Recorded data:
- - -

PR #76, opened 2015-03-29
Network menu

tcstewar:
This is a reworking of the config_menu branch (which has gotten a bit out of date).  It gives a simple menu for both the network graph items and the VIZ.Component plots as well.

### DIFF
--- a/nengo_viz/static/viz_menu.js
+++ b/nengo_viz/static/viz_menu.js
@@ -1,13 +1,26 @@
 
-VIZ.Menu = function(div, item) {
-    this.visible = false;
-    this.div = div;
-    this.menu = null;
-    this.actions = null;
+/**
+ * Create a menu that will appear inside the given div
+ */
+VIZ.Menu = function(div) {
+    this.visible = false;   // whether it's currently visible
+    this.div = div;         // the parent div
+    this.menu = null;       // the div for the menu itself
+    this.actions = null;    // the current action list for the menu
 };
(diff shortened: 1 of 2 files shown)


nengo_viz/static/viz.js
```diff
@@ -127,6 +139,18 @@ VIZ.Component.prototype.on_resize = function(width, height) {};
...
+
+VIZ.Component.prototype.generate_menu = function() {
+    var self = this;
+    var items = [];
+    if (this.label_visible) {
+        items.push(['hide label', function() {self.hide_label();}]);
+    } else {
+        items.push(['show label', function() {self.show_label();}]);    
+    }
+    return items;
```
amaziying: items becomes a single 1 item array with an array inside i.e.
[['show label', function()...]]

Not sure if that is your intended effect...

amaziying: I think by javascript convention, the item in items should be objects as opposed to arrays, then you can refer to them later by accessing the keys of the object as opposed to the indices of the array.

so for example,

items.push({
 title: 'hide label',
 action: function () {
    self.hide_label();
 }
});

tcstewar: Yeah, I could see doing each item as a dictionary instead of as a list.  that sort of change will probably start to be necessary as we allow more complex menu stuff (like disabled items and checkboxes and whatever else we end up wanting).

- - -

WHAT YOU WILL DO:
Find how many lines contain "push" in the data. Write that number and nothing else.

EXERCISE RESULT:
3